There is no fair or just way to manage this process globally. There is no fair way to decide which 4 billion (or however many it is) die. What is going to happen is a desperate struggle to survive. This won’t be the sort of struggle that US-style preppers imagine it will be. Hiding in the hills with lots of canned food and ammunition won’t work for very long. The struggle to survive will be a collective effort – this is what Deep Adaption is all about. It will apply at every level of human organisation from individuals and families up to the sovereign state. Above that level I am expecting things to mostly fall apart. The best we can hope for is to avoid World War III. Global co-ordination is going to be impossible.
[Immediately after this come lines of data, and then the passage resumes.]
PR #5139, opened 2022-11-29
feat: Azure more differences

yevgenypats:
Seems having some more issues when running `make gen-code`

### DIFF
--- a/plugins/source/azure/resources/services/container/replications.go
+++ b/plugins/source/azure/resources/services/container/replications.go
@@ -5,9 +5,9 @@ package container
 import (
 	"context"
 
-	"github.com/Azure/azure-sdk-for-go/profiles/latest/containerregistry/mgmt/containerregistry"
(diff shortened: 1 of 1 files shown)


plugins/source/azure/resources/services/container/replications.go
```diff
@@ -5,9 +5,9 @@ package container
 import (
 	"context"
 
-	"github.com/Azure/azure-sdk-for-go/profiles/latest/containerregistry/mgmt/containerregistry"
 	"github.com/cloudquery/cloudquery/plugins/source/azure/client"
 	"github.com/cloudquery/plugin-sdk/schema"
+	"github.com/yandex-cloud/go-genproto/yandex/cloud/containerregistry/v1"
```
erezrokah, line 10: I think this is wrong

erezrokah:
I think we can close this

The uselessness of the COP conferences and the UN show why. I think collapse needs to be defined in terms of this breakdown of the international order, and of the chaotic and unmanageable nature of that breakdown. It is a process rather than an event, and its defining features are chaos, unmanageability and unfairness. This is in contrast to “degrowth”, which is the attempt to manage the process of contraction, in order to minimise the chaos and eliminate the unfairness. This is simply not going to be possible – degrowth is utopian thinking applied to collapse.
The problem 2R has is that collapse politics is deeply in conflict with postmodern social leftist politics, and my limited experience of metamodern politics leads me to believe that this conflict is likely to be carried over into metamodernism. Is the politics of 2R going to be more like degrowth or more like collapse politics?
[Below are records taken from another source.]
PR #7984, opened 2023-02-13
fix(aws)!: Add `account_id` and `region` to PK in `aws_directconnect_gateways`

disq:
Should hopefully fix the ARN PK issue.


hermanschaaf (approved):

plugins/source/aws/resources/services/directconnect/gateways_fetch.go
```diff
@@ -66,8 +68,15 @@ func fetchDirectconnectGatewayAttachments(ctx context.Context, meta schema.Clien
...
-	})
+func resolveGatewayARN(_ context.Context, meta schema.ClientMeta, resource *schema.Resource, c schema.Column) error {
+	cl := meta.(*client.Client)
+	gw := resource.Item.(types.DirectConnectGateway)
+
+	return resource.Set(c.Name, arn.ARN{
+		Partition: cl.Partition,
+		Service:   "directconnect",
+		AccountID: *gw.OwnerAccount,
+		Region:    cl.Region,
```
disq, line 79: `cl.Region` here might be wrong maybe just add `Region` as one of the PKs and leave this empty.

candiduslynx: https://docs.aws.amazon.com/service-authorization/latest/reference/list_awsdirectconnect.html#awsdirectconnect-resources-for-iam-policies
`dx-gateway` doesn't have the Region in ARN, so, I think, it'll be wrong to add it here.

candiduslynx (changes requested):

plugins/source/aws/resources/services/directconnect/gateways_fetch.go
disq: Good doc, fixed

candiduslynx (approved):

Issue #4383, opened 2022-11-11
Athena view for resources


jimr6007:
### Is your feature request related to a problem? Please describe.
may I ask for some help converting this to a Athena/Presto view:
https://github.com/cloudquery/cloudquery/blob/main/plugins/source/aws/views/resources.sql

### Describe the solution you'd like

convert this Postgres SQL to Athena/Presto SQL
https://github.com/cloudquery/cloudquery/blob/main/plugins/source/aws/views/resources.sql

bbernays:
@jimr6007 - Very interested in this request! How are you getting data into Athena/Presto in the first place though?

timoguin:
I'd love to have this too!

hermanschaaf:
Hey @jimr6007 and @timoguin, I just wanted to let you know that we are looking into this! 

As a first step, I've opened this related ticket to document how to load CloudQuery data into AWS Athena: https://github.com/cloudquery/cloudquery/pull/5943

While working on that ticket, like you, I was able to query the data from Athena by setting up a Glue Crawler. It seems to work! However, I found that the crawler gets the schema wrong for many tables, causing queries to fail or return incorrect results. It doesn't seem like there's any particular problem with our CSV output, and it even happens for small files with < 1000 rows, so I'm reaching out to AWS to see what we can do about this. If it doesn't work out, we may need to add support for Parquet as an output format to CloudQuery first, so Glue doesn't need to infer the schema in the first place :)

timoguin:
> Hey @jimr6007 and @timoguin, I just wanted to let you know that we are looking into this! 
> 
> As a first step, I've opened this related ticket to document how to load CloudQuery data into AWS Athena: https://github.com/cloudquery/cloudquery/pull/5943
> 
> While working on that ticket, like you, I was able to query the data from Athena by setting up a Glue Crawler. It seems to work! However, I found that the crawler gets the schema wrong for many tables, causing queries to fail or return incorrect results. It doesn't seem like there's any particular problem with our CSV output, and it even happens for small files with < 1000 rows, so I'm reaching out to AWS to see what we can do about this. If it doesn't work out, we may need to add support for Parquet as an output format to CloudQuery first, so Glue doesn't need to infer the schema in the first place :)

Awesome! I've been watching the output pretty intently!

Parquet would most certainly be the "righter" way, but great work on everything so far!

timoguin:
[...]

PR #7990, opened 2023-02-14
doc: Athena Resource View Standalone SQL Script

sfanous:
This adds a standalone SQL script that can be used to create an aws_resources view in Athena, similar to the Postgres one.

Provides an alternative option for https://github.com/cloudquery/cloudquery/issues/4383


hermanschaaf (approved):
Amazing, thanks for the contribution @sfanous !

yevgenypats (approved):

I think part of the reason my own perspective is somewhat different to the majority here is that I am looking for a new paradigm for the whole of collapse-aware society, including people who have never seriously thought about the relationship between science and mysticism. That is why I frame it in terms of ecocivilisation rather than 2R. This is because the concept of ecocivilisation can bring together everybody who is both collapse-aware and realistic enough to understand why humans aren’t going extinct any time soon. If you can accept that collapse is inevitable and also that we have no choice but to try to rebuild civilisation, and that rebuilding and survival amount to the same thing, then we have a beginning point for a meta-movement large enough to push a paradigm shift through. We have to convince people that 2R is an essential component of the solution – it is the ideological basis of the solution – where “problem” refers to the need to survive the collapse and construct an ecocivilisation. The collapse part of this process isn’t avoidable. People who are newly coming to terms with collapse are much more open to radical new thinking than people who are still addicted to hopium.
So I guess the question is how people here see the management of this problem with in 2R. How is 2R going to be kept together given how unpalatable collapse politics is likely to be to a large proportion of the people who are likely to be attracted it?